PR #462, opened 2024-01-21
move Swap event before afterSwap hook

danrobinson:
## Related Issue

It is possible for afterSwap to do a reentrant call into swap on the same pool (and will be even easier after some potential changes to the locking pattern). If it does, then Swap events could fire out of order (because the second swap, which happens during the afterSwap hook, would finish and fire its event before the event from the first swap), which be confusing for data analysis.

## Description of changes

Moves the Swap event before the afterSwap hook, to prevent misordered Swap events.

### DIFF
--- a/src/PoolManager.sol
+++ b/src/PoolManager.sol
@@ -247,7 +247,6 @@ contract PoolManager is IPoolManager, Fees, NoDelegateCall, ERC6909Claims {
         );
 
         key.hooks.afterSwap(key, params, delta, hookData);
-
     }
 
     /// @inheritdoc IPoolManager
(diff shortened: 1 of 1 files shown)


hensha256 (dismissed):
nice find

hensha256:
oh 2 things
- please can you sign your commit! this repo cant merge unsigned commits
- please can you run the linter (`forge fmt` or `just fix` depending which setup youre using`)

saucepoint:
do we want to do the same for modifyLiquidity?

danrobinson:
Good catch—done!

hensha256:
initialize too! Also weird that we dont have an event emitted for Donate?...want to add one?

rondales (approved):

Issue #346, opened 2023-09-01
Allow donate() to specify tick


danrobinson:
### Component

PoolManager/Pool

### Describe the suggested feature and problem it solves.

Right now, donate() can donate additional fees to currently in-range liquidity provides. But there is no way to donate fees to out-of-range liquidity providers—specifically liquidity providers who would be in range if liquidity was at a different tick.

The most common use cases would be for hooks that want to distribute some kind of rent to liquidity providers who have not been traded against (which is currently impossible), or who want to distribute fees or rent to liquidity providers after a trade in some way other than proportional to volume (which would require splitting the swap up and donating after each step).

Some examples:

* In its current implementation, TWAMM charges fees on net volume rather than gross. But if TWAMM wanted to charge gross fees and distribute those to the liquidity providers who would have been in range when those swaps were executed, it would need something like this.
* Designs for ex ante LVR-capturing auctions (like mcAMM) may want to distribute rents not proportional to actual volume traded, but proportional to the option value given up by liquidity providers. That may even involve distributing rent to liquidity providers who were not swapped against.
* Some other LVR-capturing designs might want to disproportionately pay fees to the first LPs swapped against, since otherwise they suffer much more LVR than the later LPs (because they trade at a worse price).

### Describe the desired implementation.

Change `donate` signature to:

```
function donate(PoolKey memory key, uint256 amount0[], uint256 amount1[], int24[] ticks, bytes calldata hookData)
```

`amount0`, `amount1`, and `ticks` would all have to be arrays of the same length. `ticks` would indicate the buckets into which the fees should be donated (identified by the tick immediately below them). `ticks` must be sorted from low to high (reverts if it is not).

#### Algorithm

* First, compute the liquidity that would be in range at `ticks[0]` by walking down to it.
  * Start with `liquidityAtTick = liquidityCurrent`.
  * Starting at the current tick, walk down all initialized ticks until reaching `ticks[0]`, applying `liquidityNet` to `liquidityAtTick`. The last tick applied should be the last one to the right of `ticks[0]`.
* Next, walk back over all initialized ticks to the current tick, tracking liquidity and cumulative fee growth and updating the feeGrowthOutside values on each tick as you go. 
  * Once you've passed the current tick, stop. Add the `cumulativeFeeGrowth`s to the respective `feeGrowthGlobal`s in the current state.
[...]

PR #465, opened 2024-01-27
Add Simplified Multi-tick donate

Philogy:
## Related Issue

#346

## Description of changes

Implements a simplified multi-tick donate function. This is still a prototype therefore the DRAFT status. Many TODOs left for productionization:
- [ ] Remove console logs
- [ ] More tests
- [ ] End tick validation?
- [ ] Split donate into donate above/below? separate hooks?


snreynolds (commented):
whats the bytecode change?

PR #468, opened 2024-01-31
Add Tests for maxUsableTick and minUsableTick Functions

partylikeits1983:
This commit introduces tests for the newly added utility functions `maxUsableTick` and `minUsableTick` in the TickMath library.

Added two tests: 
1. `test_maxUsableTick`: Validates the maximum usable tick calculation for different tick spacings. It ensures the function returns the correct maximum tick value based on the given tick spacing.

2. `test_minUsableTick`: Similar to the max test, this checks the accuracy of the minimum usable tick calculation.

After adding these two tests, code coverage for functions in src/libraries/TickMath.sol is now 100%, before it was 50%.

Please let me know if I need to open a new PR without the changes to .forge-snapshots directory.


test/TickMath.t.sol
```diff
@@ -44,6 +44,20 @@ contract TickMathTestTest is Test, JavascriptFfi {
         assertEq(maxTick, MAX_TICK);
     }
 
+    function test_maxUsableTick() public {
+        assertEq(tickMath.maxUsableTick(1), tickMath.MAX_TICK());
```
aadams, line 48: these numbers feel a bit random. these are the fees in v3, but not the tick-spacings.

maybe we could add a few more?

test/TickMath.t.sol
```diff
@@ -44,6 +44,20 @@ contract TickMathTestTest is Test, JavascriptFfi {
...
+        assertEq(tickMath.maxUsableTick(500), 887000);
+        assertEq(tickMath.maxUsableTick(3000), 885000);
+        assertEq(tickMath.maxUsableTick(10000), 880000);
+    }
+
+    function test_minUsableTick() public {
+        assertEq(tickMath.minUsableTick(1), tickMath.MIN_TICK());
+        assertEq(tickMath.minUsableTick(500), -887000);
```
aadams, line 56: would be nice to add something that minUsableTick() = - maxUsableTick() as well

hensha256:
hey @partylikeits1983 ! any chance of responding to the comments above please? 🙏

PR #480, opened 2024-02-13
Remove EOA calling capability

hensha256:
Removing the ability to call `lock` from an EOA. After #442 the gas benefits of this are only ~1000, and there is an additional overhead for contract-callers of 300-500 gas.
The main reason for removing is that this feature removes the ability for the contract implementing `lockAcquired` to have guarantees that they passed in the lock data themselves. This means that extra data validation will be needed, and its more likely for lockers with bugs to be coded.

Built on top of #442 - that needs to be merged first


src/libraries/Pool.sol
```diff
@@ -204,9 +205,20 @@ library Pool {
                 }
             }
         }
+        console2.log("0");
```
ewilz, line 208: consoles

ewilz:
looking good to me, but obviously a lot of merge conflicts, can approve after those are addressed. I think another reason this pattern is no longer great is bc the first caller has special privileges to use an outside callback contract, whereas any subsequent caller wouldn't. Feels weird. + assuming most calls come through an aggregator or router anyway...

ewilz (approved):

Issue #467, opened 2024-01-29
Flip the sign on currencyDeltas and accountDelta


danrobinson:
### Component

Delta accounting

### Describe the suggested feature and problem it solves.

This is a change to conventions to make singleton accounting more consistent and intuitive.

The singleton tracks transient balances for users in a [currencyDelta](https://github.com/Uniswap/v4-core/blob/8109ec3c2f9db321ba48fff44ed429e6c1bd3eb3/src/PoolManager.sol#L45) mapping. It tracks changes to those transient balances using the [BalanceDelta](https://github.com/Uniswap/v4-core/blob/8109ec3c2f9db321ba48fff44ed429e6c1bd3eb3/src/types/BalanceDelta.sol) type.

Right now, these are all signed integers, reflecting the fact that unlike ERC-20 or ERC-6909 balances, transient balances and deltas can be temporarily negative as long as they are resolved at the end of the transaction.

But separately from this, `currencyDelta` also flips the usual sign for tracking balances. If the user deposits more money into the singleton, or if some pool or other account transfers money to the user, the user's transient balance on the singleton goes __down_. When the user owes the pool money, they have a positive `currencyDelta` on the pool.

This is inconsistent with how the singleton accounts for ERC-6909 balances (resulting in the odd interaction that when a user converts transient balance into ERC-6909 balance using [mint](https://github.com/Uniswap/v4-core/blob/8109ec3c2f9db321ba48fff44ed429e6c1bd3eb3/src/PoolManager.sol#L291), both of its balances go up). It is also inconsistent with how essentially all ERC-20 contracts track balances of users (where a positive balance means the user has money rather than owes money). Finally, it is counterintuitive.

Since `BalanceDeltas` are directly applied to `currencyDelta`, they also follow these flipped conventions—functions return negative numbers for BalanceDeltas when a user should receive money as a result of the function, and positive numbers when a user should pay money as a result of the function.

### Describe the desired implementation.

Flip the meaning of `currencyDelta` and `balanceDelta`, and flip the sign on every "delta" at the moment it is first created.

### Additional context.

One reason to consider keeping the current convention is that the convention for positive deltas meaning the user owes money to the pool was set by the callbacks in Uniswap v3 (such as https://github.com/Uniswap/v3-core/blob/main/contracts/UniswapV3Pool.sol#L482). 

However, I think that was a very different context and different functionality. Uniswap v3 did not have a full accounting system for user deltas, so it was freer to make a different choice.

[...]

Issue #390, opened 2023-11-07
Test suite: Improve Deployers/Set up Flow for pools


snreynolds:
### Component

General design optimization (improving efficiency, cleanliness, or developer experience)

### Describe the suggested feature and problem it solves.

Deployers contract that we use in the testing suite has gotten a little bloated. I think we should clean this up and have a standard way of approving tokens and creating a new pool, and then enforce a standard way to perform all operations on top of that: adding liquidity/swapping/donating.

hensha256:
Things I'd like to see improved
- Lots of asserts missing on all `swap` tests - like the amount actually swapped
- Helper function to set up a pool, approve the modifyPositionRouter for tokens, and give the pool initial liquidity

hensha256:
- Add explicit `settle` testing
- Improve dynamic fee tests - currently they dont explicitly make it clear that the fee is changing with asserts

hensha256:
- Update all uses of `vm.expectRevert()` to specify the selector of the error it should be throwing

hensha256:
- Proper tests for modify position!

hensha256:
- Naming the same 
- Separate gas tests

snreynolds:
Added these notes as checkboxes above

zhongeric:
FYI we are splitting up modifyPosition tests with work in #402 so hopefully it'll be more fine grained

hensha256:
Add testing for interactions of NoOp #324 and Access Lock #404 once they are both merged.
For example testing a nested call to swap where the inner call NoOps

hensha256:
Test all functions revert without a lock

hensha256:
Remove `vm.assume` and replace with `bound` _or_ actually test the other values revert !

hensha256:
Make a common `SWAP_PARAMS` in Deployers.sol instead of having 
`IPoolManager.SwapParams({zeroForOne: true, amountSpecified: -100, sqrtPriceLimitX96: SQRT_RATIO_1_2})`
copied everywhere

hensha256:
helper functions `_settle` and `_take` could take a uint instead of an int

PR #481, opened 2024-02-14
Flip the sign of deltas

hensha256:
closes https://github.com/Uniswap/v4-core/issues/467

The current set up is counter intuitive.

After this pull request:
- as positive delta means that the address can withdraw money from the pool manager
- withdrawing money will subtract from the delta.
- a negative delta means that the address owes the pool manager
- sending money into the PM will add to the delta.


src/PoolManager.sol
```diff
@@ -227,16 +227,16 @@ contract PoolManager is IPoolManager, Fees, NoDelegateCall, ERC6909Claims {
...
+        // the fee is on the input currency
         unchecked {
             if (feeForProtocol > 0) {
                 protocolFeesAccrued[params.zeroForOne ? key.currency0 : key.currency1] += feeForProtocol;
             }
         }
 
         emit Swap(
-            id, msg.sender, delta.amount0(), delta.amount1(), state.sqrtPriceX96, state.liquidity, state.tick, swapFee
+            id, msg.sender, -delta.amount0(), -delta.amount1(), state.sqrtPriceX96, state.liquidity, state.tick, swapFee
```
ewilz, line 239: why is the events delta the opposite as the returned delta?

ewilz:
I realize this is potentially a can of worms w swap math + backwards compatibility, but does a negative amountSpecified make more sense to denote amountIn now (negative for the user)?

src/PoolManager.sol
hensha256: was doing this to align it with amoutnSpecified - which we are now going to fix in #491

src/libraries/Pool.sol
```diff
@@ -248,7 +248,7 @@ library Pool {
         }
 
         // Fees earned from LPing are removed from the pool balance.
```
snreynolds, line 250: Maybe we could make this comment more clear now... 
// Fees earned from LPing are added to the user's collectable amount.

src/libraries/Pool.sol
```diff
@@ -210,7 +210,7 @@ library Pool {
                 // current tick is below the passed range; liquidity can only become in range by crossing from left to
                 // right, when we'll need _more_ currency0 (it's becoming more valuable) so user must provide it
                 result = result
```
snreynolds, line 212: Few notes here... From the code prior (not your changed code) I'm wondering why we need to add to result to begin with? result is not changed before this block of code.

Secondly, that made me think its odd to change the sign here and that technically it seems right to have `SqrtPriceMath.getAmount0Delta` and `SqrtPriceMath.getAmount1Delta` return the correctly signed delta especially since it is originally set there. Feels odd to set it incorrectly and then change it again here

src/libraries/Pool.sol
```diff
@@ -444,16 +444,17 @@ library Pool {
             self.feeGrowthGlobal1X128 = state.feeGrowthGlobalX128;
         }
 
+        // in an unchecked block so sign flipping is not safe without a helper function
         unchecked {
             if (params.zeroForOne == exactInput) {
                 result = toBalanceDelta(
-                    (params.amountSpecified - state.amountSpecifiedRemaining).toInt128(),
-                    state.amountCalculated.toInt128()
+                    (params.amountSpecified - state.amountSpecifiedRemaining).toInt128().flipSign(),
```
snreynolds, line 451: Hm.. Since we are flipping amountSpecified this will not be needed correct?

snreynolds: Like imo all the math should be changed to return the correct sign and something like flipSign shoudn't be needed

src/test/PoolTestBase.sol
```diff
@@ -17,25 +18,25 @@ abstract contract PoolTestBase is ILockCallback {
     }
 
     function _take(Currency currency, address recipient, int128 amount, bool withdrawTokens) internal {
-        assert(amount < 0);
+        assertGt(amount, 0);
```
snreynolds, line 21: how come take just doesn't take in `uint128`

src/test/PoolTestBase.sol
```diff
@@ -17,25 +18,25 @@ abstract contract PoolTestBase is ILockCallback {
...
+            manager.take(currency, recipient, uint128(amount));
         } else {
-            manager.mint(recipient, currency.toId(), uint128(-amount));
+            manager.mint(recipient, currency.toId(), uint128(amount));
         }
     }
 
     function _settle(Currency currency, address payer, int128 amount, bool settleUsingTransfer) internal {
-        assert(amount > 0);
+        assertLt(amount, 0);
```
snreynolds, line 30: same here why not just have this be a positive amount?

it will always be negative passed in but then its always flipped again below. i think itd be much easier to read if it was just always positive

test/utils/SwapHelper.t.sol
```diff
@@ -41,31 +41,31 @@ contract SwapHelperTest is Test, Deployers, GasSnapshot {
...
         BalanceDelta result = swap(key, true, amountSpecified, ZERO_BYTES);
-        assertEq(int256(result.amount1()), amountSpecified);
+        assertEq(-int256(result.amount1()), amountSpecified);
     }
 
     function test_swap_helper_oneForZero_exactInput() public {
         int256 amountSpecified = 100;
         BalanceDelta result = swap(key, false, amountSpecified, ZERO_BYTES);
-        assertEq(int256(result.amount1()), amountSpecified);
+        assertEq(-int256(result.amount1()), amountSpecified);
```
snreynolds, line 56: yay these will all be consistent w emilys changes!

snreynolds (changes requested):

src/libraries/Pool.sol
hensha256: Right yeah it gets fixed in emily's PR if you can review that too! 🙌 Then we can merge that into this PR

src/libraries/Pool.sol
hensha256: imo its actually a badly named function... the function returns a `uint256` thats described as
"amount0 Amount of currency0 required to cover a position of size liquidity between the two passed prices"
so its not a delta at all, its just an amount

So maybe it would make more sense to rename it `getAmount0`?

Otherwise I can do as youre saying - but we will need to change the return type of the function to actually make it a delta as it currently isnt one

Thoughts?

hensha256: > From the code prior (not your changed code) I'm wondering why we need to add to result to begin with? result is not changed before this block of code.

Agreed, updating

hensha256: > Secondly, ...
Also done

src/test/PoolTestBase.sol
hensha256: yeah right now it just takes in an `int128` so that the tests can pass them in as like `delta.amount0()` etc without casting

src/PoolManager.sol
```diff
@@ -259,7 +259,8 @@ contract PoolManager is IPoolManager, Fees, NoDelegateCall, ERC6909Claims {
 
     /// @inheritdoc IPoolManager
     function take(Currency currency, address to, uint256 amount) external override noDelegateCall isLocked {
-        _accountDelta(currency, amount.toInt128());
+        // flipping a postive number in an int is always safe
```
ewilz, line 262: I find this comment confusing. I take it as saying:" flipping a uint is implicitly safe", but in fact we're using a safeCast library, so it's not actually implicitly safe and we need to make it safe. I think using the library function here is self explanatory and the comment is causing confusion. ??

src/PoolManager.sol
```diff
@@ -269,19 +270,19 @@ contract PoolManager is IPoolManager, Fees, NoDelegateCall, ERC6909Claims {
...
         paid = reservesOf[currency] - reservesBefore;
-        // subtraction must be safe
-        _accountDelta(currency, -(paid.toInt128()));
+        _accountDelta(currency, paid.toInt128());
     }
 
     /// @inheritdoc IPoolManager
     function mint(address to, uint256 id, uint256 amount) external override noDelegateCall isLocked {
-        _accountDelta(CurrencyLibrary.fromId(id), amount.toInt128());
+        // flipping a postive number in an int is always safe
```
ewilz, line 278: same here. "Must be safe" (the old comment)is less confusing if we do want to keep a comment.

src/test/PoolSwapTest.sol
```diff
@@ -9,6 +9,7 @@ import {IHooks} from "../interfaces/IHooks.sol";
 import {Hooks} from "../libraries/Hooks.sol";
 import {PoolTestBase} from "./PoolTestBase.sol";
 import {Test} from "forge-std/Test.sol";
+import {console2} from "forge-std/console2.sol";
```
ewilz, line 12: console left here 🤷 only a test file though lol.

src/libraries/Pool.sol
```diff
@@ -444,6 +441,7 @@ library Pool {
             self.feeGrowthGlobal1X128 = state.feeGrowthGlobalX128;
         }
 
+        // in an unchecked block so sign flipping is not safe without a helper function
```
ewilz, line 444: again, this feels over-commented to me, using the helper function is self explanatory

src/test/PoolTestBase.sol
ewilz: good call. same for settle.

test/utils/SwapHelper.t.sol
```diff
@@ -39,98 +39,98 @@ contract SwapHelperTest is Test, Deployers, GasSnapshot {
...
-        assertEq(int256(result.amount0()), amountSpecified);
+        assertEq(result.amount0(), amountSpecified);
     }
 
     function test_swap_helper_zeroForOne_exactOutput() public {
-        int256 amountSpecified = -100;
+        int256 amountSpecified = 100;
         BalanceDelta result = swap(key, true, amountSpecified, ZERO_BYTES);
-        assertEq(int256(result.amount1()), amountSpecified);
+        assertEq(result.amount1(), amountSpecified);
```
ewilz, line 50: haha beautiful change

ewilz (dismissed):
approved with some nits about code comments

src/PoolManager.sol
hensha256: Oh what my comment is trying to refer to is the `-` not the `.toInt128`. Its this scenario:
- you have an int128 `x`, and you know that `x>0`
- its completely safe do just do `int128 y = -x`

whereas if you have an int128 `x` and you know that `x<0`, for this case it is NOT save to do `int128 y = -x`. This is because the lowest possible negative number in an int type, does not have a corresponding positive value.

that is to say `type(int128).min * -1 = type(int128).max + 1` so you cannot safely flip in 1 direction, but you can in the other direction

idk how to put that in a single comment though 😂 i'll try again

hensha256: just went with `subtraction must be safe`

src/libraries/SwapMath.sol
```diff
@@ -74,13 +74,13 @@ library SwapMath {
...
-            if (!exactIn && amountOut > uint256(-amountRemaining)) {
-                amountOut = uint256(-amountRemaining);
+            if (!exactIn && amountOut > uint256(amountRemaining)) {
+                amountOut = uint256(amountRemaining);
             }
 
             if (exactIn && sqrtRatioNextX96 != sqrtRatioTargetX96) {
                 // we didn't reach the target, so take the remainder of the maximum input as fee
-                feeAmount = uint256(amountRemaining) - amountIn;
+                feeAmount = uint256(-amountRemaining) - amountIn;
```
snreynolds, line 83: I think I'm not 100% understanding this line. If we have't reached the target the feeAmount is the amount left to swap minus the amount already swapped?

Also why does this case only happen in the exactIn case?

src/test/PoolTestBase.sol
snreynolds: ya agreed. is there an issue open for this? Think this is a strictly good improvement. Want to make sure it doesnt get lost.

test/SqrtPriceMath.t.sol
```diff
@@ -249,7 +249,7 @@ contract SqrtPriceMathTestTest is Test, GasSnapshot {
         assertEq(amount0, 0);
     }
 
-    function test_getAmount0Delta_returns0_1Amount1ForPriceOf1To1_21() public {
+    function test_getAmount0Delta_1Amount1ForPriceOf1To1_21() public {
```
snreynolds, line 252: hm I know not your change but what is 1Amount1? Not really sure what this is testing/what the change to the name means

src/test/PoolTestBase.sol
hensha256: its in the test improvements issue #390

test/SqrtPriceMath.t.sol
hensha256: It tests getAmount0Delta, with an amount1 of 1, and a price of SQRT_RATIO_121_100.
I removed the `return0` because it doesnt test that (i think it was copied from the test name above)

src/libraries/SqrtPriceMath.sol
```diff
@@ -200,8 +200,8 @@ library SqrtPriceMath {
     {
         unchecked {
             return liquidity < 0
```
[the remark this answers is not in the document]
hensha256: Right the argument is that `liquidityDelta` is the user's delta of _liquidity units_ not token units. When they pass in `liquidityDelta = 100` its because they want their liquidity balance to increase by 100 (which means sending tokens into the contract). So `liquidityDelta` is in line with `amountSpecified` now... for both of them:
- positive: the balance of the thing in question goes up
- negative: the balance of the thing in question goes down

src/libraries/SwapMath.sol
hensha256: > If we have't reached the target the feeAmount is the amount left to swap minus the amount already swapped?

If we havent reached the target (which is the essentially maximum slippage where the trade has to stop), that means that all of the `amountRemaining` has successfully be traded into output tokens. The case this happens, the function follows the following flow...
- calculate `amountRemainingLessFee` which is just the amount to be traded, minus the LP fee
- calculates the `sqrtRatioNextX96` that does get reached by this amount of input tokens
- calculate the exact `amountIn` needed to trade to that next sqrtRatio using `getAmount0Delta`. Due to rounding of calculations this could be slightly different to the `amountRemainingLessFee` that it was going to trade before
- now the true LP fee amount needs to be calculated, which is the difference between the total amount to be traded `amountRemaining` (which is now negative so needs to be flipped), and `amountIn` which is the amount thats actually being swapped. This means that the fee is rounded in the LP's favour.

> Also why does this case only happen in the exactIn case?

LP fees are taken on input tokens. For exactIn, the calculation makes sure that the final amountIn including fees is amountRemaining. For non-exactIn the fee amount can just be calculated as `feePips`% of the amountIn, again rounded in the LP's favour. Theres not a need to make sure that the total `feeAmount + amountIn == amountRemaining` because its not exactIn so the "exact" part stops mattering

test/SqrtPriceMath.t.sol
snreynolds: sounds good

snreynolds (approved):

» **Problem requirements**: Search the records above for the string "earned". Report each line that has it.

» **Answer for the task**:
         // Fees earned from LPing are removed from the pool balance.
// Fees earned from LPing are added to the user's collectable amount.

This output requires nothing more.